▶ _Stored data entries_
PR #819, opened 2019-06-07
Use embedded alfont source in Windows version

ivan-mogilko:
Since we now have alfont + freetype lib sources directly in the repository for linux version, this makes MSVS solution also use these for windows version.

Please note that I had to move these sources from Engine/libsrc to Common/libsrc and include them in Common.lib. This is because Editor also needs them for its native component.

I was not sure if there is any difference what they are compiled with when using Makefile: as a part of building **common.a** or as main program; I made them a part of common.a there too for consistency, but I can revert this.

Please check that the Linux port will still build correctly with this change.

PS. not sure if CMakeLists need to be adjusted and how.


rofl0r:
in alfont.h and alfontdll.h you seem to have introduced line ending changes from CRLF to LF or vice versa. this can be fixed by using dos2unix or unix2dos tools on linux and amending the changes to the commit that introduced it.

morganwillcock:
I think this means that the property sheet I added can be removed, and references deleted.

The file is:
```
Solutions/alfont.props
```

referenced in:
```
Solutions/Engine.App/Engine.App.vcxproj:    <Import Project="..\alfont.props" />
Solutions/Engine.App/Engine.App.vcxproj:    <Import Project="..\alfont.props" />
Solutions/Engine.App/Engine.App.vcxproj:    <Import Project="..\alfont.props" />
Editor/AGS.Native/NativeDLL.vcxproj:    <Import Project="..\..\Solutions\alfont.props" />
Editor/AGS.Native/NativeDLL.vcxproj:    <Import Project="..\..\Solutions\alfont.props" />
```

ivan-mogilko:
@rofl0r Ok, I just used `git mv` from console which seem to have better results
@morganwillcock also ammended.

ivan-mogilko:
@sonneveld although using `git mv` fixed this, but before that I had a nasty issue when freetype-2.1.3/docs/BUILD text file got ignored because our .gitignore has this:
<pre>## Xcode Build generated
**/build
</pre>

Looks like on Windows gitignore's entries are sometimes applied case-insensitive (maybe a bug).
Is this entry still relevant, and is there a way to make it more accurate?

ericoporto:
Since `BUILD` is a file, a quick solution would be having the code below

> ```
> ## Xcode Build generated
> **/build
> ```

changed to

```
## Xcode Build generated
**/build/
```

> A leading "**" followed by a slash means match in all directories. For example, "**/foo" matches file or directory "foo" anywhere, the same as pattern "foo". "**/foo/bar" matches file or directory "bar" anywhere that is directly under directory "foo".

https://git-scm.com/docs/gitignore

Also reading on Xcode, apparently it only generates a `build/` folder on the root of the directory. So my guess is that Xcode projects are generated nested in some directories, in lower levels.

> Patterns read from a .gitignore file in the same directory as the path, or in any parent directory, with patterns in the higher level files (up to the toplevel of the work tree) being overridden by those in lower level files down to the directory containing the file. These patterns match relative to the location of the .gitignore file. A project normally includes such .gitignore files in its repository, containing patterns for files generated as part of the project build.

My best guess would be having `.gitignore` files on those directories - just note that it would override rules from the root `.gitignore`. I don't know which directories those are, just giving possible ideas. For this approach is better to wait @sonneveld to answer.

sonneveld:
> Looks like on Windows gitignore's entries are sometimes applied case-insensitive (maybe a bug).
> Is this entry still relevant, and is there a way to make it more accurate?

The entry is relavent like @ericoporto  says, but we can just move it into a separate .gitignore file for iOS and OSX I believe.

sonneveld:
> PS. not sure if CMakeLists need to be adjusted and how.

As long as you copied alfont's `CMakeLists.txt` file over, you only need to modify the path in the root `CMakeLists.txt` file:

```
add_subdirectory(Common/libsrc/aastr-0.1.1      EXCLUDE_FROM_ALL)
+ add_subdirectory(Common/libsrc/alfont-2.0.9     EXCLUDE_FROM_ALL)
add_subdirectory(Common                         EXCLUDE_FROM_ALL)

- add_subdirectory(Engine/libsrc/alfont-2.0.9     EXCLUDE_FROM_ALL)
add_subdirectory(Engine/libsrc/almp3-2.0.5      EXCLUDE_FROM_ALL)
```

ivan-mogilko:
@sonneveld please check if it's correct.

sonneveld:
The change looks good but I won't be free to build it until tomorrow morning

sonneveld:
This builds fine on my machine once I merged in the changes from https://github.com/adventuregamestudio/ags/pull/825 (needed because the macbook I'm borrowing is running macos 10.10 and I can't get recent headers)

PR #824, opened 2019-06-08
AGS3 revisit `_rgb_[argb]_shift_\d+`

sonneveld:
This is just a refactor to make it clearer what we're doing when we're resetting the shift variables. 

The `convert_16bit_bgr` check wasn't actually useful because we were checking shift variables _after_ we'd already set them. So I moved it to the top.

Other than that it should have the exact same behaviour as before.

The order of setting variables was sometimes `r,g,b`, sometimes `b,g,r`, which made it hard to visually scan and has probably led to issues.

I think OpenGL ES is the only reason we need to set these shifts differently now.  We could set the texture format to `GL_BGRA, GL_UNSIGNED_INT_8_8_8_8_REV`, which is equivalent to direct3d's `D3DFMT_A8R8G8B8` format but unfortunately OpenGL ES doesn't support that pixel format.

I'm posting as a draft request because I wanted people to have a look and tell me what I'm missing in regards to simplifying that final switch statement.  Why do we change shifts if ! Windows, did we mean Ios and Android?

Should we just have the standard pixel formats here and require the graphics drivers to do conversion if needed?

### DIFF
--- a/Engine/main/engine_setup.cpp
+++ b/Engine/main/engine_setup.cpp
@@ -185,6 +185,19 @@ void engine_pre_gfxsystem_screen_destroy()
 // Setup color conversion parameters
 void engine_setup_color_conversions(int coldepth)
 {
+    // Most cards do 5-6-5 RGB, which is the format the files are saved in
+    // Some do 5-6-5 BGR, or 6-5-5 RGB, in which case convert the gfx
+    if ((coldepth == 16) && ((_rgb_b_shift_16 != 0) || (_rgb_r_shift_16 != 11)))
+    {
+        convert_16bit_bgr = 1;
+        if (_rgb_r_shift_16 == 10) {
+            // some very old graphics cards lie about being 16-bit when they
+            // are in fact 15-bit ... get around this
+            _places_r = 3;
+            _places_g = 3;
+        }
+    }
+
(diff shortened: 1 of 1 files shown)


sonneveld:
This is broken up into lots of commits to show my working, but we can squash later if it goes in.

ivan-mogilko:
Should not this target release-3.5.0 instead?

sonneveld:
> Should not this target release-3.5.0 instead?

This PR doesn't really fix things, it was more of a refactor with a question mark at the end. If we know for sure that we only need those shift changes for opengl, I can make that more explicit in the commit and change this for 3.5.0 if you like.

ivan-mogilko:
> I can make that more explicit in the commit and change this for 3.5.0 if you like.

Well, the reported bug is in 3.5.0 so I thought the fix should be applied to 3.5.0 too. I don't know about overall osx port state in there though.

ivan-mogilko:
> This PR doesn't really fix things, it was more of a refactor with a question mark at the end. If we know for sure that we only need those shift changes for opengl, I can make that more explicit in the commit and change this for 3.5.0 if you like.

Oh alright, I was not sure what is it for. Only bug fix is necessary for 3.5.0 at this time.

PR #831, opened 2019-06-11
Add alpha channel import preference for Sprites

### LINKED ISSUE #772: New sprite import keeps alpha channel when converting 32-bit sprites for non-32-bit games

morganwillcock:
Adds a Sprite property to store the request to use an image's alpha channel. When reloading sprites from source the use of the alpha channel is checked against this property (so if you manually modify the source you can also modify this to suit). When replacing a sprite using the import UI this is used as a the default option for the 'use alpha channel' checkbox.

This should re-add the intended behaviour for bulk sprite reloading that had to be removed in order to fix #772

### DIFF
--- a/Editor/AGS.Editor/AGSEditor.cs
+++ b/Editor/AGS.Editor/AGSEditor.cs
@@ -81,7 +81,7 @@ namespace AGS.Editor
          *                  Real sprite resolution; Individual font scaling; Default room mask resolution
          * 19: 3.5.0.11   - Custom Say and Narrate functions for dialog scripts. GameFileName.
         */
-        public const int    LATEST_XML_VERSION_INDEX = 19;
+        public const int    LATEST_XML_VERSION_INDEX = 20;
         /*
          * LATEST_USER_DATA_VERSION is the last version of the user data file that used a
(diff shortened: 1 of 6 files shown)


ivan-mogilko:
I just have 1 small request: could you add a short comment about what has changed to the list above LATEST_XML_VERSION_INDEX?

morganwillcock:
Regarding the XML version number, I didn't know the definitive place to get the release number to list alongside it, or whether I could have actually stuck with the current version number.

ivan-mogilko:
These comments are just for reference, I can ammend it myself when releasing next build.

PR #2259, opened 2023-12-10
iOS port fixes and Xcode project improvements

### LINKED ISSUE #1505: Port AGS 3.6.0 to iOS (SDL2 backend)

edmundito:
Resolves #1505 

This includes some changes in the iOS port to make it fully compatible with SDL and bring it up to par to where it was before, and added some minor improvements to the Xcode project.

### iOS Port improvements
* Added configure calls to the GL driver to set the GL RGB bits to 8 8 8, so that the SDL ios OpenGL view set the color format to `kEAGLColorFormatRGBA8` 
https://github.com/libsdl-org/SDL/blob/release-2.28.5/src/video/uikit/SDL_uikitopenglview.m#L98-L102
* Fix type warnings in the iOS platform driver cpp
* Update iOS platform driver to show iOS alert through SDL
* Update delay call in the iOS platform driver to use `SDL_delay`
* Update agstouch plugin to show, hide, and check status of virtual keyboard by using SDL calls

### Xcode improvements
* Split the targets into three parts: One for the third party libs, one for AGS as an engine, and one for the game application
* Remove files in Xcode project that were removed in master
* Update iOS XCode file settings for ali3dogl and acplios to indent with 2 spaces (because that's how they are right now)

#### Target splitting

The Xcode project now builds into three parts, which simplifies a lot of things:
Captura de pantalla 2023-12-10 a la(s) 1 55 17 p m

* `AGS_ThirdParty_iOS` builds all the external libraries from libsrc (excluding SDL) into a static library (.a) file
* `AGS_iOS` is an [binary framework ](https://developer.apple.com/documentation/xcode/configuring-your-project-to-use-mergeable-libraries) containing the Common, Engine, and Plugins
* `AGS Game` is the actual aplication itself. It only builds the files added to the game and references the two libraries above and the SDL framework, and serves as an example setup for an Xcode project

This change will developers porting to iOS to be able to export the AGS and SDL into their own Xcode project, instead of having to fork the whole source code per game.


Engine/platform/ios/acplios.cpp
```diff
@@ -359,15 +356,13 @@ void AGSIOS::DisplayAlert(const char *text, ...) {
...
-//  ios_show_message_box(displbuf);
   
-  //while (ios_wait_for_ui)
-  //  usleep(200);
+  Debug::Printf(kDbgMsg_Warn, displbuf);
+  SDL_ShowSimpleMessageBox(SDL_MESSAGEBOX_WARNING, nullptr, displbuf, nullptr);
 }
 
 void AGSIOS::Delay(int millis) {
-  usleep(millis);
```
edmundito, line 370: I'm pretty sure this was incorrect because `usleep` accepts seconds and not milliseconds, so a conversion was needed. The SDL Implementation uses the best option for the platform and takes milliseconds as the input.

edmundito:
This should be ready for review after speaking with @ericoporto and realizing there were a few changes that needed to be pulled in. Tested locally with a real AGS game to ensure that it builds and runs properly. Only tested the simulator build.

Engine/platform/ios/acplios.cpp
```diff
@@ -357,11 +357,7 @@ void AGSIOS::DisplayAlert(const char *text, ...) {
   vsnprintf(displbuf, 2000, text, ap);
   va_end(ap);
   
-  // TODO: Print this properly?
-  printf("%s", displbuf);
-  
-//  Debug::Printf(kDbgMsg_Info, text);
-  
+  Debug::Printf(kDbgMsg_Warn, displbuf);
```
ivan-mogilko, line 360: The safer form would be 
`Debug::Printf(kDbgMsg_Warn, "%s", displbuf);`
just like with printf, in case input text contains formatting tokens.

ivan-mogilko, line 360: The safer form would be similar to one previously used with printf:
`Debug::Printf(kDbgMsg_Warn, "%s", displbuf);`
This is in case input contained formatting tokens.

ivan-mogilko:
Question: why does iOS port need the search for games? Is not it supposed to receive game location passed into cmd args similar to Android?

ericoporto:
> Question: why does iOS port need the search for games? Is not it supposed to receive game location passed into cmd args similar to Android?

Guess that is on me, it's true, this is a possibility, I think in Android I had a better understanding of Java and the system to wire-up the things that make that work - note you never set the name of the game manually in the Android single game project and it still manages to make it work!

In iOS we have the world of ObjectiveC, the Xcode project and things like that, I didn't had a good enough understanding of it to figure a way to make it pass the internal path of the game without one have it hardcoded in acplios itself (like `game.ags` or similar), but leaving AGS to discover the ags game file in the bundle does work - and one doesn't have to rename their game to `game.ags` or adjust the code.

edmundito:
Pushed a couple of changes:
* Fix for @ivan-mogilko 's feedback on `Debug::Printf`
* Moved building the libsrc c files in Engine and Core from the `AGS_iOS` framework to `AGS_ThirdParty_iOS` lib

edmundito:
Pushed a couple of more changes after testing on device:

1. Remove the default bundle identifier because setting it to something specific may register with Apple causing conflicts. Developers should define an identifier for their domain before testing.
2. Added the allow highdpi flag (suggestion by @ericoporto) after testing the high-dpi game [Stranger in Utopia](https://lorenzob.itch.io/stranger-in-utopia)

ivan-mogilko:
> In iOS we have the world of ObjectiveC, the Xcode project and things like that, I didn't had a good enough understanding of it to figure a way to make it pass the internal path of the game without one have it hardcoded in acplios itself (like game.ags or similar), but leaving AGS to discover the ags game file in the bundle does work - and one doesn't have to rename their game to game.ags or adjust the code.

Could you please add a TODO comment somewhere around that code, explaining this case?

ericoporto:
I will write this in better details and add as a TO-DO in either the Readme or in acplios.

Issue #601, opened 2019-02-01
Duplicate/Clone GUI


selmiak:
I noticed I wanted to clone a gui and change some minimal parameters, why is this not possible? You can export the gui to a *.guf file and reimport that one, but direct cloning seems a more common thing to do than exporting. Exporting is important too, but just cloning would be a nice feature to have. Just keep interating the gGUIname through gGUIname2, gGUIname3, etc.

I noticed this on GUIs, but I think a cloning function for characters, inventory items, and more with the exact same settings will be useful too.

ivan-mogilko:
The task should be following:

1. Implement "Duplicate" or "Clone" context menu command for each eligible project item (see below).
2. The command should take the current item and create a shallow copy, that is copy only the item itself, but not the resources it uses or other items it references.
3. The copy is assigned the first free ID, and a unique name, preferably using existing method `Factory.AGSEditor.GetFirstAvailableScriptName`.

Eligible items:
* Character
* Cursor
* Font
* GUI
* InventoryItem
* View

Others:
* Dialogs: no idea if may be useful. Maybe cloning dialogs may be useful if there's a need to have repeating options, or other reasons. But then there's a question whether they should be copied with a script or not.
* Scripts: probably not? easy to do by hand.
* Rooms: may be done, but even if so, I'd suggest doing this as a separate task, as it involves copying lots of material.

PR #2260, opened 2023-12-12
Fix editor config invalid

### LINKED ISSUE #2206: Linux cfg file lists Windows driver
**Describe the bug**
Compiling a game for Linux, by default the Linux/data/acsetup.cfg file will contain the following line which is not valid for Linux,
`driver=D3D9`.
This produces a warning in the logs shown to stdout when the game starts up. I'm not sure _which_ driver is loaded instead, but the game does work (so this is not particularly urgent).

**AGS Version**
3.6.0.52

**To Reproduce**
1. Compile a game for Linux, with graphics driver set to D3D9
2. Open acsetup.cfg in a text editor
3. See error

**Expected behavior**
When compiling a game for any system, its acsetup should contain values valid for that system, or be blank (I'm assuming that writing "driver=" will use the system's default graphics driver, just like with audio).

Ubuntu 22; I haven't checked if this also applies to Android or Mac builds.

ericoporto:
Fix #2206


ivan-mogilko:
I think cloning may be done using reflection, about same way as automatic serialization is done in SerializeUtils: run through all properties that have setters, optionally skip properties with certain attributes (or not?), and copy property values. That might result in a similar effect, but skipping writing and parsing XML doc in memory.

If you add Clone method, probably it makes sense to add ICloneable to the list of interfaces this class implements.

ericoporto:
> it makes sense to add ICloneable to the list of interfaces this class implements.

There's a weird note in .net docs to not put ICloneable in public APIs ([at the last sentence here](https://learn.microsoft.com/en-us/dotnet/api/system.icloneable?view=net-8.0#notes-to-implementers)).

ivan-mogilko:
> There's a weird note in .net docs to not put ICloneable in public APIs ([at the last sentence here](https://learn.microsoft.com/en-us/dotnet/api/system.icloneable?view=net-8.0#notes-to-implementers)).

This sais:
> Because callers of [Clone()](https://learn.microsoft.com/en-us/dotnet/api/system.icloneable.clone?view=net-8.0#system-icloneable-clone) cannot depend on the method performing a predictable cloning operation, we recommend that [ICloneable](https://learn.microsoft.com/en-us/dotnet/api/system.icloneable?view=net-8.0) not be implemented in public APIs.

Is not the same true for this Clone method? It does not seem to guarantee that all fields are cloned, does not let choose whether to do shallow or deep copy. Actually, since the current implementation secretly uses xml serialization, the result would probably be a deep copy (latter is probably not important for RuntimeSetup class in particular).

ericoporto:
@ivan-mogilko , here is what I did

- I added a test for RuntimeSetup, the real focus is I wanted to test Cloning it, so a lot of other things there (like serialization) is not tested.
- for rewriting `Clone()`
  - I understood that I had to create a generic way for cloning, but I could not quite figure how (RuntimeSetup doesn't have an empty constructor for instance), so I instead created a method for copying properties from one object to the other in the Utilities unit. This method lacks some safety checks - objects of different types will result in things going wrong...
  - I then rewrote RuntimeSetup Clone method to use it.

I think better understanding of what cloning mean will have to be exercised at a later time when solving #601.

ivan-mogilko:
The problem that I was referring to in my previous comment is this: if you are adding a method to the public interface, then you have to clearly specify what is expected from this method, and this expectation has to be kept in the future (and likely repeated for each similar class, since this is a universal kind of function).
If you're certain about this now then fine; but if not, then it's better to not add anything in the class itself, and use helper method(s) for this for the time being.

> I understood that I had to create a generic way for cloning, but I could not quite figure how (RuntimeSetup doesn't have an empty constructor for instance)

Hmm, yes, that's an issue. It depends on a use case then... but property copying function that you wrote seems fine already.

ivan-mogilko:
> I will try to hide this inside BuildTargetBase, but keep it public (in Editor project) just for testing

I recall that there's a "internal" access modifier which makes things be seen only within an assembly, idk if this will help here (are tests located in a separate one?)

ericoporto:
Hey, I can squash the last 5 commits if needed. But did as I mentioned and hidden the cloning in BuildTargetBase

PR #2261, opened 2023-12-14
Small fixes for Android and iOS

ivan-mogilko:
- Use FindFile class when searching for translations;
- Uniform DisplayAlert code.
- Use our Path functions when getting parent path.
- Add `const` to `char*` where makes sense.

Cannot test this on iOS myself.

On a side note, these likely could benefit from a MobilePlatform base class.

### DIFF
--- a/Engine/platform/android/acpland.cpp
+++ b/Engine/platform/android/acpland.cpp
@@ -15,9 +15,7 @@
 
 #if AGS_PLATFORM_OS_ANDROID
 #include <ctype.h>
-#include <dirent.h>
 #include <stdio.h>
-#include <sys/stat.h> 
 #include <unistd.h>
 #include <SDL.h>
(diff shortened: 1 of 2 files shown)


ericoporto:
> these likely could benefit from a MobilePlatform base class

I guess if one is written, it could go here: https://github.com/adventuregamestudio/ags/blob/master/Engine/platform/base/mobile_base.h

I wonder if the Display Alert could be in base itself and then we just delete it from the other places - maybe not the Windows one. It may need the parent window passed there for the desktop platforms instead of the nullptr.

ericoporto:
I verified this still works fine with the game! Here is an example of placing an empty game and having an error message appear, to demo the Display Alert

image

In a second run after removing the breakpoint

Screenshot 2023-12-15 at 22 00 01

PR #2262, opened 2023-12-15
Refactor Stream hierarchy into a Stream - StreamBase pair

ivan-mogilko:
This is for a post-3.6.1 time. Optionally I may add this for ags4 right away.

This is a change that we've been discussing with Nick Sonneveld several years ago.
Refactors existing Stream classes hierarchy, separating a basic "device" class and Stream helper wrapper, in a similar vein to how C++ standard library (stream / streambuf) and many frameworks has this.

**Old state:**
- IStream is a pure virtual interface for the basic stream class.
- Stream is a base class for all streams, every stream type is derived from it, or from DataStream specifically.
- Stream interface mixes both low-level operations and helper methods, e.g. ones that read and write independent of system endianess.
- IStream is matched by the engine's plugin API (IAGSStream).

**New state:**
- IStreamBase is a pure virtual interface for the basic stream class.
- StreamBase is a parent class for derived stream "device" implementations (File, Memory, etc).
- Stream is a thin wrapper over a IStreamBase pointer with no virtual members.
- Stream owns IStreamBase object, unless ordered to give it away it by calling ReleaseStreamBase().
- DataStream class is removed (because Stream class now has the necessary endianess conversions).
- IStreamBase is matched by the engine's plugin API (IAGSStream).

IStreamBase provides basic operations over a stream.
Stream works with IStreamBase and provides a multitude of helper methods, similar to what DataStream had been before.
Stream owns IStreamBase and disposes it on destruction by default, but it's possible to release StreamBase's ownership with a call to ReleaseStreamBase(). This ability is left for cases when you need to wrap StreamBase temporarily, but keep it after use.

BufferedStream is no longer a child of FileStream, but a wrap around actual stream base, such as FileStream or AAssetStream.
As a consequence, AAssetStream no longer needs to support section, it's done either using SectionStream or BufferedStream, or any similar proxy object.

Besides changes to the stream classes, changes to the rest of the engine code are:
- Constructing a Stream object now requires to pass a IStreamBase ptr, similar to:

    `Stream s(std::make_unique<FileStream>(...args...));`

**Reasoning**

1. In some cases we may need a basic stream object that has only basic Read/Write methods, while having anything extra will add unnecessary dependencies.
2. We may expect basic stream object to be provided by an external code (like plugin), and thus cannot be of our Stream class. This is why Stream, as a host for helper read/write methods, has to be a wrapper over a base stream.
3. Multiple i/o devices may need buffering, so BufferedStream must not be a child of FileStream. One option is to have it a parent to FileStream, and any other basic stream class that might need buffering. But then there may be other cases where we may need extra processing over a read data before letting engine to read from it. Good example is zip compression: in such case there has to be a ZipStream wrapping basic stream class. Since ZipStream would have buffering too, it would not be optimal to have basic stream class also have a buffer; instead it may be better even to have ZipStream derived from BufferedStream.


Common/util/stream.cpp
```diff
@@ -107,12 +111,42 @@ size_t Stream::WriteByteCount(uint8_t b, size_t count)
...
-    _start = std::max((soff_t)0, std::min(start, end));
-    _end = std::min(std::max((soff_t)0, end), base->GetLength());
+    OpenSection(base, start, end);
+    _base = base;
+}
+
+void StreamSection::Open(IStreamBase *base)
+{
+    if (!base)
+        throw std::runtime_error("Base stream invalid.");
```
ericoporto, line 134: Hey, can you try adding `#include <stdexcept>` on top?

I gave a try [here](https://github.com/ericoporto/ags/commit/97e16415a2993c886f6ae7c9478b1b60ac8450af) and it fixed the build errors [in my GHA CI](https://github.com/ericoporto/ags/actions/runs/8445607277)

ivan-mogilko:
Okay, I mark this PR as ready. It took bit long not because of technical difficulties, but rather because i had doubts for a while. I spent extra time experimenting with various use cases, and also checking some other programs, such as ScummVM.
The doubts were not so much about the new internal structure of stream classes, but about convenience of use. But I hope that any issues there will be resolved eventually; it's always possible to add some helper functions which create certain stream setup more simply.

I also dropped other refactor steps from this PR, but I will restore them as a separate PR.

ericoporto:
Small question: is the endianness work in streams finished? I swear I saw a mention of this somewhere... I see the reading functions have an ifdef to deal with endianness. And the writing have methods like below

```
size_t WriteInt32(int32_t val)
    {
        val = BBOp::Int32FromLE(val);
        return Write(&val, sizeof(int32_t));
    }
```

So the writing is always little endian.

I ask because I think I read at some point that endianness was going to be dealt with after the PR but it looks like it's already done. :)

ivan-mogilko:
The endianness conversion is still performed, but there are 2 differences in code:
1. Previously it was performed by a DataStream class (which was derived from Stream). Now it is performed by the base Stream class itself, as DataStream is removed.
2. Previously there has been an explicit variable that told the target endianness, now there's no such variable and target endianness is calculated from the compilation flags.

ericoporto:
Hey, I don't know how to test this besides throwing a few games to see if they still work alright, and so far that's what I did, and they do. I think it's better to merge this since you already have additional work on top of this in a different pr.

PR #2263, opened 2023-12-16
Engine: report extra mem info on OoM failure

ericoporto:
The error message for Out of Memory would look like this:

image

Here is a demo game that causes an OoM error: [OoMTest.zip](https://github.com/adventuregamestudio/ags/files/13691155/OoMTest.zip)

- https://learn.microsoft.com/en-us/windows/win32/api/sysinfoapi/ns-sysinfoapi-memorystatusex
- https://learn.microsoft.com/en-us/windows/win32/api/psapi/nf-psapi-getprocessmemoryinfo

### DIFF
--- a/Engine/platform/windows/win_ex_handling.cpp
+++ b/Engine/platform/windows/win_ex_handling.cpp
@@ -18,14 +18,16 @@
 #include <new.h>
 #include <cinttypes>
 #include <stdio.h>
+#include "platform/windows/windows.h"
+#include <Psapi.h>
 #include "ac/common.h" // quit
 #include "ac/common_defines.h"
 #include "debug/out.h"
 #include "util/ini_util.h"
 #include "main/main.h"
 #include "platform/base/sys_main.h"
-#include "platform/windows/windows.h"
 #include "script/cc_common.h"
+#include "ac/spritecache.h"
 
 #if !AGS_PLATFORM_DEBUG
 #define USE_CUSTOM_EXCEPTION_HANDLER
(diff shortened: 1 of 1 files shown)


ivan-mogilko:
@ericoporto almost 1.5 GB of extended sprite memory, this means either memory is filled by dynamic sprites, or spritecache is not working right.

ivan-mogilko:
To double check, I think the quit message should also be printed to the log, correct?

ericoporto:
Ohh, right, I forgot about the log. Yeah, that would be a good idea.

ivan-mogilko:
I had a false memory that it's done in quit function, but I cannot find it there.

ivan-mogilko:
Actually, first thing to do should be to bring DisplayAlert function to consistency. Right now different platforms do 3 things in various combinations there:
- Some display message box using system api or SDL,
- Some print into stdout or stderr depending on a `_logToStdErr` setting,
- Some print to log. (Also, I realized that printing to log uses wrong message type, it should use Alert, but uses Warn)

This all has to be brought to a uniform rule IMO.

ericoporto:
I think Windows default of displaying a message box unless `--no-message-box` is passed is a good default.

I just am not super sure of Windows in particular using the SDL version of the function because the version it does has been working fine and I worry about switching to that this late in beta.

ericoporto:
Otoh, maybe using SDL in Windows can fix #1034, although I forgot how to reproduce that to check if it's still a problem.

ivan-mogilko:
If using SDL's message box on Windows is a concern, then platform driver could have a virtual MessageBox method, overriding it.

▶ _REQUIRED WORK_
For this exercise, output exactly the lines above from the line with "platform driver cpp" to the line with "the game application", counting both, and leave out the rest.

▶ _ANSWER TO THIS PROBLEM_
* Fix type warnings in the iOS platform driver cpp
* Update iOS platform driver to show iOS alert through SDL
* Update delay call in the iOS platform driver to use `SDL_delay`
* Update agstouch plugin to show, hide, and check status of virtual keyboard by using SDL calls

### Xcode improvements
* Split the targets into three parts: One for the third party libs, one for AGS as an engine, and one for the game application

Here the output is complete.